But here are some of my impressions of horticulture & gardening in that huge city:
- There is much more greenery lining the streets, and pots of annuals prettying things up, than when I was last there, in '04. Willows along the channelled riverbanks, which were full of interesting-colored water. Small sycamores and oaks elsewhere. Large locust trees.
- Elaborate arrangements of annuals were placed in various spots; begonias, impatiens, other familiar flowering plants. Modern China is about to celebrate its 60th anniversary; there was much decorating of the streets going on with these.
- The large squares, such as the one at the Olympic site and Tienneman, held little greenery and no birds. Just huge expanses of concrete.

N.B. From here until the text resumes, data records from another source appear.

PR #227, opened 2020-02-26
Turn off whitelist check since it's not fully functional in it's curr…

pcreech:
…ent state

### DIFF
--- a/tests/test_functional.py
+++ b/tests/test_functional.py
@@ -73,6 +73,22 @@ def assert_obal_failure(args):
     run_obal(args, 2)
 
 
+def assert_in_mockbin_log(content):
+    __tracebackhide__ = True
+    expected_log_entry = content.replace('{pwd}', os.getcwd())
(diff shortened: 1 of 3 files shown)


tests/test_functional.py
```diff
@@ -115,7 +115,6 @@ def test_obal_scratch_upstream_hello():
     assert os.path.exists('packages/hello/hello-2.10.tar.gz')
 
     expected_log = [
-        "koji list-pkgs --tag obaltest-nightly-rhel7 --package hello --quiet",
```
ehelms: If one does not exist already, I feel adding a test that configures `build_package_koji_whitelist_check` to true that ensures as part of this command is called would be good since its still an available option.

pcreech: So, I ended up adding two checks, one test for each setting of the variable (true, false), to upstream and downstream sections.

I also added a couple assert functions to assist, ensuring the tests only care if their specific output appears in the log, instead of testing the entire log content.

- Soil in potted plants, and small plots with ornamental trees, etc. looked nutrient-poor, and was not mulched.
- The Flower Market, held near the American Embassy, was a bustling place full of vendors hawking annuals, houseplants and decorative items for the home, such as statuary.
- There is an veritable army of workers setting up and tending to plants.

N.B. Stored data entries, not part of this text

PR #228, opened 2020-03-03
Don't re-copy files that exist.

pcreech:
Not entirely sure why, but in certain situations, tito will try to recopy assets to the temp directory.  This fails with annex files because they have 444 (r--r--r--) permisisons, and are therefore unwriteable.  Given the narrow window and the very short lifetime of the temp directory (just the life of the tito command), it should be safe to not copy again


zjhuntin:
ACK

pcreech:
Ignoring coveralls, as we don't have test coverage in the tito extension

- Watering is apparently done from large trucks at night, with workers administering what look like fire-hose quantities of water.
- The Beijing Botanical Garden, on the far outskirts of the city in the northwestern hills, is an oasis of green, with a temple, wide paths, simple perennials, man-made watercourses, and a lovely, expansive lilac area. It was the only place we visited where we were the only white people, and Jerry, with his white beard and curly white hair, got some stares.
All in all, things in BJ look greener and more colorful than several years ago, though some of the street trees are suffering. I believe there was much planting done for the Olympics, and that effort shows.
I'll post some pictures when I can find them on my camera!